Every so often, contemporary opponents of the Jeffersonian tradition make the argument that the legacy of the “Sage of Monticello” has been tainted by patent hypocrisy. The barrage of attacks Jefferson levied against slavery, they suggest, should be discounted on the grounds that he was a slave owner himself. Beyond this, some go as far as to claim that all redeemable facets of Jefferson’s political philosophy and accomplishments of his civil career should be consequently ignored forgotten. Because of his supposedly incongruous position on slavery, the Jeffersonian tradition is sometimes deemed as inconsequential, a mere footnote in history that should be swept under a rug and buried forever.

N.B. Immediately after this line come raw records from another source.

PR #182, opened 2021-03-08
Provide workload instead of VM in the hook configMap.

jortel:
Provide workload instead of VM in the hook configMap.

Needed to add the `Workload` to the client objects.  The _workload_ is considered a provider non-specific (common) resource.

### DIFF
--- a/pkg/controller/provider/web/base/client.go
+++ b/pkg/controller/provider/web/base/client.go
@@ -79,6 +79,13 @@ type Finder interface {
 	//   NotFoundErr
 	//   RefNotUniqueErr
 	VM(ref *Ref) (interface{}, error)
+	// Find a workload by ref.
+	// Returns the matching resource and:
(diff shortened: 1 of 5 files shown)


fdupont-redhat:
What is the difference between a workload and a VM? Why is the workload notion introduced?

Despite these erroneous narratives, Thomas Jefferson was deeply opposed to slavery, and the question of freeing his slaves was much more complex and complicated than most assume. While he understood the practice to be indisputably immoral and malevolent, Jefferson was unable to eradicate it in Virginia despite his own earnest efforts.
From his earliest days as a burgess, Jefferson championed legislation that would make it easier for slave owners to independently manumit their own slaves. In 1770, he represented two mulatto boys pro bono, arguing that they had natural rights. Again in 1772, he gave legal representation to George Manly, a son of a free black woman, who had petitioned for freedom after working as an indentured servant beyond his contracted term. Once his freedom was secured, Manly worked at Monticello for Jefferson himself, who paid him wages.